The World Bank said on Wednesday it would stop providing financing to oil and gas projects after 2019, a move that analysts said may speed up the momentum towards clean energy investments by large global financial institutions.
The Washington-headquartered lender, whose current spending on energy accounts for 1 per cent of its annual budget, said it would channel 28 per cent of its lending to climate action by 2020. The announcement was made at the One Planet conference in Paris, convened by French president Emmanuel Macron, UN secretary general Antonio Guterres, and World Bank group president Jim Yong Kim.
The move follows similar initiatives by large financial institutions such as the US$1 trillion Norwegian sovereign wealth fund - the world's largest - which, in November said that it would sell all of its shares in oil and gas companies.
The global sentiment towards oil and gas investment is increasingly turning negative with large funds continuing to move away from fossil fuels. Even the large oil-producing nations such as Saudi Arabia are accelerating renewable energy programmes and phasing out subsidies.

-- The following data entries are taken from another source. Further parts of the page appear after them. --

PR #1117, opened 2026-01-09
[18.0][FIX] report_csv: add None check for docids in _render_csv

deeniiz:
It is being assumed that the parameter docids is always iterable, and len(docids) is called without validation, which therefore raises an error.

### DIFF
--- a/report_csv/README.rst
+++ b/report_csv/README.rst
@@ -128,6 +128,10 @@ Contributors
 
   - Aung Ko Ko Lin
 
+- `NuoBiT <https://www.nuobit.com>`__:
+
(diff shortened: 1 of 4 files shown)


deeniiz:
@eantones , can you please review it?

eantones (approved):
LGTM!

sergijPf:
@deeniiz There is a similar fix for v16.0 (+related test) and it was already merged https://github.com/OCA/reporting-engine/pull/962,
you can replace your commit with that one, probably, it'll go faster then.

HviorForgeFlow (approved):

PR #122, opened 2023-07-05
Temporarily use 1 Galera replica as a workaround

abays:
We're doing this while we investigate a MariaDB 10.5 issue with replication


abays:
This will not help us after all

"There is no doubt that, on balance, the global sentiment is increasingly hostile towards oil and gas, and the World Bank's announcement adds to it," said Carole Nakhle, chief executive of London-based energy advisory firm Crystol Energy. "However, until truly competitive alternatives are developed, the world will continue to see the dominance of fossil fuels in its primary energy mix for the foreseeable future."
Mohamed Ramady, professor at Dhahran-based King Fahd University of Petroleum and Minerals, said that the announcement will serve as a "wake up call" for producers in the Arabian Gulf to cut reliance on oil.
"It's part of a trend when you see oil producers like Norway readjusting their investments in oil and gas," he said, adding that investment hedge and ethical funds will continue to invest in clean energy and gas. "This will encourage the step towards reforms in Saudi Arabia and the UAE which are looking at nuclear energy and renewables."
The World Bank's energy portfolio has been spent on helping communities living off-grid in energy poor nations to get access to power. Around 1.06 billion people worldwide live in energy poverty with no access to electricity, while another three billion subsist on polluting and hazardous fuels such as wood, charcoal, coal and dung for heating and cooking purposes, according to the bank.
However, despite being a net oil exporting region, countries in the Middle East and North Africa such as Egypt and Yemen have populations suffering acute energy deficiency . Others, such as Lebanon, have felt the strain of huge energy import bills squeezing their budgets.
The World Bank has supported access to electricity in these countries by dispensing loans. On Monday, the bank signed a $1.15bn financing agreement with Egypt, which among other things supports energy security in the most populous Arab nation . Egypt hopes offshore gas discoveries in the Mediterranean will transform it into a net exporter of the fuel.
Mr Ramady said that the bank's phase-out will bite the energy poor nations the hardest.
, The World Bank however said that it would make exceptions.
"Consideration will be given to financing upstream gas in the poorest countries where there is a clear benefit in terms of energy access for the poor and the project fits within the countries’ Paris Agreement commitments," it said in a statement.
The Paris Agreement is a global climate accord reached two years ago by around 200 countries that promised to limit global warming to 2 degrees or less by 2100 through lower carbon dioxide and other emissions.
The bank did not respond to emailed questions on its current and future spending targets for tackling energy poverty.